++++ DATASET RECORDS
PR #102, opened 2021-03-29
Delete p iteration

vitaliystoliarovcc:
Asana ticket: https://app.asana.com/0/1125859137800433/1200116176160281/f


lib/async_event_emitter.js
```diff
@@ -124,18 +123,20 @@ class AsyncEventEmitter {
   async emit (eventName, ...args) {
     const indexesToRemove = []
 
-    await PI.forEachSeries(this.listeners, async (l, i) => {
+    for (const i in this.listeners) {
```
avsek477, line 126: better to use for .. of loop here

avsek477 (changes requested):
there's usage of p-iteration in tests... it's best to remove it's usage from tests as well.. the tests are currently successful because some dependencies in this repo installs the module for us

lgtm other than this.. nice work :)

lib/async_event_emitter.js
```diff
@@ -124,18 +123,20 @@ class AsyncEventEmitter {
...
 
-        if (l.type === 'once') {
+        if (listener.type === 'once') {
           indexesToRemove.push(i)
         }
       }
-    })
+    }
 
     indexesToRemove.forEach(i => this.listeners.splice(i, 1))
```
avsek477, line 141: I think this is a bug.. would have to check properly though.. Might not work if `indexesToRemove` has more than one indices to splice.. since splice replaces the previous indexes

avsek477, line 141: I think this is a bug.. would have to check properly though.. Might not work if indexesToRemove has more than one indices to splice.. since splice replaces the previous indexes

vitaliystoliarovcc: Yes, you are right, the problem may appear. 
I think the solution would be filtering and redefining this.listeners or sorting of indexesToRemove  in descending order

robertkowalski:
testsuite does not pass any more:

```js
// /test/lib/accumulate_distribute/meta/declare_channels.js:

const assert = require('assert')
const PI = require('p-iteration')
const declareChannels = require('../../../../lib/accumulate_distribute/meta/declare_channels')

```

robertkowalski (changes requested):
testsuite should pass

lib/async_event_emitter.js
avsek477: better to avoid `for .. in` loop as well then for arrays(not really a fan of using them in arrays anyway) .. will have to research a bit but using `for .. in` loop for arrays isn't recommended

vitaliystoliarovcc:
Wow.. didn't notice it since the dependency `bfx-hf-ext-plugin-bitfinex` has `p-iteration` as a dependency and tests that use it pass successfully
I'll replace forEachSeries in the tests as well

lib/ao_host.js
```diff
@@ -753,11 +752,11 @@ class AOHost extends AsyncEventEmitter {
...
    */
   async triggerGlobalEvent (section, eventName, ...args) {
-    const instances = Object.values(this.instances)
+    const instances = this.getAOInstances()
 
-    return PI.forEach(instances, async (instance) => (
-      this.triggerAOEvent(instance, section, eventName, ...args)
-    ))
+    await Promise.all(instances.map(async instance => {
+      await this.triggerAOEvent(instance, section, eventName, ...args)
```
robertkowalski, line 758: this one is tricky, some code sections use `await triggerGlobalEvent` and would be delayed by it now

robertkowalski: https://github.com/bitfinexcom/bfx-hf-algo/blob/4220bed6f6cbb87655fb38781ad743db4a790082/lib/host/ws2/process_message.js#L130-L144

robertkowalski (changes requested):
to keep current behaviour probably the promise.all call just commented is not required, to keep the current behaviour a simple Array.prototype.forEach can be used

lib/ao_host.js
vitaliystoliarovcc: > would be delayed by it now

so shouldn't it "await" for `triggerAOEvent` as it was done with PI.forEach before? This can significantly change the behavior of the system, since in the master branch it waits for all events to be sent

robertkowalski: original code did not await, thats the issue here

```js
    return PI.forEach(instances, async (instance) => (
      this.triggerAOEvent(instance, section, eventName, ...args)
    ))
```

vitaliystoliarovcc:
```js
async (instance) => ( this.triggerAOEvent(instance, section, eventName, ...args) ))
```

is equal to 
```js
async (instance) => {
  return this.triggerAOEvent(instance, section, eventName, ...args)
 }
```

robertkowalski: oh its using `()` -- my bad, i missed that

robertkowalski (approved):
lgtm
++++++++
_WHAT IS NEEDED:_
In the records above, find each line that holds the word "have"; copy all such lines.

_SOLUTION FOR THIS TASK:_
avsek477, line 141: I think this is a bug.. would have to check properly though.. Might not work if `indexesToRemove` has more than one indices to splice.. since splice replaces the previous indexes
avsek477, line 141: I think this is a bug.. would have to check properly though.. Might not work if indexesToRemove has more than one indices to splice.. since splice replaces the previous indexes
avsek477: better to avoid `for .. in` loop as well then for arrays(not really a fan of using them in arrays anyway) .. will have to research a bit but using `for .. in` loop for arrays isn't recommended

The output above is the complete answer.